T.A. is employed by Amgen and reports Amgen stock. The other authors declare no competing interests.
Peer review information Nature thanks the anonymous reviewers for their contribution to the peer review of this work. Peer reviewer reports are available.
Extended data figures and tables
a, Size exclusion chromatography of purified apo- and hepcidin–Co2+-bound FPN–Fab45D8 complex. SDS–PAGE gel of purified complex under non-reducing (NR) and reducing (R) conditions.
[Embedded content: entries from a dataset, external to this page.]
PR #101, opened 2026-09-23
Fix issue #89 (Fledgewing/SwitchYard): the mcp_bridge sidecar reports the inner

### LINKED ISSUE #89: mcp_bridge reports cumulative token usage, not conversation size — Claude Code auto-compacts after every tool-using reply
## Symptom

Claude Code reads each reply's `usage` as "how full is my context" and triggers an auto-compact once that number passes the window.

Through SwitchYard's `claude-pool` (mcp_bridge), the value Claude Code sees is wildly larger than the actual conversation. As a result, **every reply that used tools triggers a compaction**. Observed live — one tab compacted 6 times in an hour.

Plain text replies (no tools) are not affected. Tool-using replies all do.

## What Claude Code sees

For a single caller turn that spans many tool rounds, the inner CLI's final `usage` is the sum of every model call the inner session made. Twenty tool rounds over a ~100k context come back reported as ~2M input tokens, and Claude Code compacts.

Measured on real sessions through the gateway:

| Real conversation size | Reported on the final turn | Result |
|---|---|---|
| ~95k | 1,676,761 | auto-compact |
| ~170k | 9,947,000 | auto-compact |
| 4-turn test, ~17k | 86,763 | 5x too big |

Intermediate tool-call turns report 0 (or omit the field entirely), so the caller sees a meter that jumps from 0 to "way past the window" with no warning.

## Why this is a SwitchYard problem, not a Claude Code problem

The mcp_bridge path is one inner CLI run that carries the whole tool-call loop inside a single outer `result`. The `usage` it surfaces is whatever the inner CLI's last call reported. For a Claude-protocol caller that reads `usage` to decide on compaction, that's the wrong number — it's the run's spend, not the conversation's size.

Whatever the right fix is, it has to make the value Claude Code sees match the actual size of the conversation it is keeping, not the token spend of the multi-step run that produced the reply.

## Repro

1. Pick any `claude-pool` tab (an mcp_bridge plan, e.g. `sy.claude-pool` / claude-max or another Claude-protocol provider).
2. Send a prompt that requires tool use (e.g. "find the file with X, read it, summarize").
3. Inspect the final reply's `usage` block as the caller sees it.
4. Compare to the actual conversation size by any honest measure (tokenizer, manual count of messages and lengths).

Observed mismatch: 5x – 50x depending on tool round count.

## Scope

- All `claude-pool` / mcp_bridge lanes serving Claude Code or any other caller using Claude Code's compaction heuristic.
- Tool-using replies only — plain replies go through fine.
- Affects every Claude-protocol caller that reads `usage` to gate compaction, not just the literal "Claude Code" client.

## Evidence

Live observation: one tab, 6 compactions in an hour, each one followed by a tool-using reply. The 4-turn test above was run end-to-end through the gateway and the 86,763 reading is what the caller's `usage` block showed.

The PR that accompanied this report (`#88`) proposes one way to address it; I'm filing it as a bug so the team can pick the approach.

Fledgewing:
## What goes wrong

An mcp_bridge session is one inner CLI run that spans every tool round of a caller turn. The CLI's final `usage` is the **sum of all its model calls**, not the size of the conversation the caller is keeping. Twenty tool rounds over a ~100k context come back as ~2M input tokens, and the caller auto-compacts after every tool-using answer.

Measured on real sessions through the gateway:

| Real conversation | Reported on the final turn | Result        |
|-------------------|----------------------------|---------------|
| ~95k              | 1,676,761                  | auto-compact  |
| ~170k             | 9,947,000                  | auto-compact  |
| 4-turn test, ~17k | 86,763                     | 5x too big    |

Tool-call turns reported `0`, so the meter sat at zero and then jumped past the window.

## The fix

- `sidecars/mcp_bridge/server.py`
  - `last_call_usage(session)` reads the inner CLI's own transcript (the per-call `usage` it writes for every model call) and returns the most recent assistant call's numbers. That is the conversation's real size.
  - `render_turn` reports that on tool-call turns and on the final turn via `_with_context_usage`, which folds it through `cli_bridge.to_openai` so cache reads/writes keep their shape.
  - The run's actual spend is carried alongside as `switchyard_billed_prompt_tokens` / `switchyard_billed_completion_tokens` on both turn types — the OpenAI-shaped sum the CLI's payload carried on the final turn, an empty dict mid-loop.
  - Only the `claude` provider has a transcript; without one the old usage shape stays as today (verified by test).
- `switchyard/hooks.py`
  - `_prompt_completion_tokens` books the billed figures when stamped, on both dict and attribute-shaped usage objects, so the gateway ledger sees the run's real spend rather than the conversation-context number. All other paths stay byte-for-byte unchanged.
  - On the LiteLLM `/v1/messages` translation path the extra keys may be dropped; per-turn prompt sizes there add up to the same total, so the ledger stays correct either way.

## Tests

`python3 tests/test_mcp_bridge.py && for t in tests/test_*.py; do python3 "$t" >/dev/null || echo "FAIL $t"; done` — full suite green.

Six new tests cover:

- `test_final_turn_reports_last_call_context_size_and_bills_the_sum` — final turn with a 20-call summed payload: `usage.prompt_tokens` carries the LAST call's size, `switchyard_billed_*` carry the sum, and the cache breakdown (`prompt_tokens_details.cached_tokens`, top-level `cache_creation_input_tokens`) rides alongside as on the text path.
- `test_no_inner_transcript_keeps_old_usage_and_bills_mirror_it` — missing project dir and empty project dir both keep today's usage unchanged, with billed keys mirroring the kept figures.
- `test_prompt_completion_tokens_books_billed_over_reported` — usage dict with context-size prompt + billed keys books the billed amounts.
- `test_prompt_completion_tokens_plain_dict_unchanged` — plain usage dict still goes through the existing extraction.
- `test_prompt_completion_tokens_billed_attribute_shape` — same override fires on the pydantic / attribute-shaped usage object path.
- `test_prompt_completion_tokens_billed_completion_optional` — billed-completion key allowed to be absent / `None`; override still fires with completion defaulting to 0.

Fixes #89


sidecars/mcp_bridge/server.py
```diff
@@ -1266,22 +1267,123 @@ async def internal_tools_call(request: Request):
...
             "created": int(time.time()), "model": requested_model or session.model,
             "choices": [{"index": 0, "message": message, "finish_reason": "tool_calls"}],
             # Token accounting for the CLI-backed path is already approximate
             # (see cli_bridge); mid-loop it is not available at all.
             "usage": {"prompt_tokens": 0, "completion_tokens": 0, "total_tokens": 0},
         }
+        # No usage has been booked yet on a mid-loop tool_calls turn, but
+        # the caller can still want a real context meter — the CLI wrote
+        # one to its transcript before exiting this turn.
+        return _with_context_usage(response, session, {})
```
Fledgewing, line 1380: **[should-fix] Mid-loop tool_calls turn path is not covered by any test**

`_with_context_usage(response, session, {})` is reached on every tool_calls
turn (mid-loop), but the two new mcp_bridge tests only exercise the FINAL
turn path:

* `test_final_turn_reports_last_call_context_size_and_bills_the_sum` —
  final turn with a fully populated transcript.
* `test_no_inner_transcript_keeps_old_usage_and_bills_mirror_it` — final
  turn with NO transcript (both flavours: missing project dir, empty
  project dir).

Neither test lays down a transcript and calls `render_turn` with a
`result["type"] == "tool_calls"` dict. So the branch where
`last_call_usage` returns non-None on a tool_calls turn — i.e. exactly the
mid-loop case the PR description leads with ("Tool-call turns reported 0,
so the meter sat at zero and then jumped past the window") — has no
direct test coverage. The behaviour was inferred from the final-turn test,
but `_with_context_usage` mutates `usage` in two different ways for the
two turn types (replacement from `cli_bridge.to_openai` for tool_calls,
folding billed_* onto the existing usage for final), so they should be
pinned separately.

Suggested addition, mirrored on `_write_inner_transcript`:

    result = {"type": "tool_calls", "calls": [ParkedCall(id="c1",
                name="get_weather", arguments={"city": "Oslo"}, ...)]}
    response = server.render_turn(session, result, session.model)
    assert response["usage"]["prompt_tokens"] == expected_prompt
    assert response["usage"]["switchyard_billed_prompt_tokens"] == 0  # billed empty on mid-loop

tests/test_mcp_bridge.py
```diff
@@ -3230,6 +3232,176 @@ async def go_codex():
...
+            "input_tokens": 500,
+            "output_tokens": 200,
+            "cache_read_input_tokens": 0,
+            "cache_creation_input_tokens": 0,
+        }
+        result = {"type": "final", "payload": {"result": "answer", "usage": summed}}
+        response = server.render_turn(session, result, session.model)
+        usage = response["usage"]
+        # Today would be: prompt_tokens=500, completion_tokens=200,
+        # total_tokens=700 -- the to_openai shape with no Anthropic cache
```
Fledgewing, line 3490: **[nit] Test comment is misleading about the Anthropic-shape branch**

```python
summed = {
    "input_tokens": 500,
    "output_tokens": 200,
    "cache_read_input_tokens": 0,        # key PRESENT
    "cache_creation_input_tokens": 0,    # key PRESENT
}
...
# Today would be: prompt_tokens=500, completion_tokens=200,
# total_tokens=700 -- the to_openai shape with no Anthropic cache
# keys, so prompt_tokens is just input_tokens. That stays put.
```

The comment claims "no Anthropic cache keys", but `cache_read_input_tokens`
and `cache_creation_input_tokens` are both in the dict — they just happen
to be zero. `cli_bridge.to_openai` keys its shape detection on `in usage`,
not on a non-zero value:

```python
anthropic_shape = ("cache_read_input_tokens" in usage
                   or "cache_creation_input_tokens" in usage)
```

so this test is actually exercising the Anthropic-shaped branch (with
both cache counts folding into `prompt_tokens` as `500 + 0 + 0 = 500`).
The assertion still passes because adding zeros is a no-op, but the
comment misrepresents the path being tested. Reword to something like
"with cache keys at zero, so the Anthropic-shape fold leaves
prompt_tokens = input_tokens = 500" — or add a no-cache-keys flavour to
pin the OpenAI-shape branch separately.

Fledgewing:
Reviewed 2 findings: 1 should-fix, 1 nit — see inline comments at 7733e57.

Highlights:
* The mid-loop tool_calls turn path through `_with_context_usage(response, session, {})` is not exercised by any of the six new tests; both mcp_bridge tests only cover the FINAL turn path.
* A test comment in `test_no_inner_transcript_keeps_old_usage_and_bills_mirror_it` misrepresents the Anthropic-shape detection as absent when the keys are present at zero.

All 39 test_usage + 62 mcp-bridge tests pass; full offline suite (`for t in tests/test_*.py`) green. No blockers, no security issues, behaviour matches the PR description on the paths covered by tests.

SEC and SDS–PAGE analyses are representative and were performed four and two times for apo- and hepcidin–Co2+-bound FPN–Fab45D8 samples respectively. b, Fab45D8 binds nanodisc-reconstituted FPN (nanodisc–FPN), as assessed by size-exclusion chromatography. c, Fluorescence size exclusion chromatography (FSEC) of RhoG–hepcidin. RhoG–hepcidin co-elutes with nanodisc–FPN and with a nanodisc–FPN–Fab45D8 complex in the presence of CoCl2. d, FSEC shows RhoG–hepcidin binding to nanodisc–FPN is competed by excess unlabelled hepcidin used for structural studies. e, Fluorescence polarization of RhoG–hepcidin increases further with Fab45D8, consistent with formation of a larger complex. Importantly, Fab45D8 does not decrease RhoG–hepcidin binding. Data points are means from n = 3 technical replicates. f, RhoG–hepcidin binding to nanodisc-FPN in the presence of 10 μM CoCl2 measured by fluorescence polarization in the absence (Kd = 31 nM) and presence of 3 μM Fab45D8 (Kd = 39 nM). Data points are means from n = 3 technical replicates. g, RhoG–hepcidin binds to FPN (FPN + hepcidin) but not to Fab45D8 alone (Fab45D8 + hepcidin). The order of hepcidin and Fab45D8 addition does not influence the increase in fluorescence polarization for a Fab45D8–FPN–hepcidin complex. Data points are means from n = 4 technical replicates.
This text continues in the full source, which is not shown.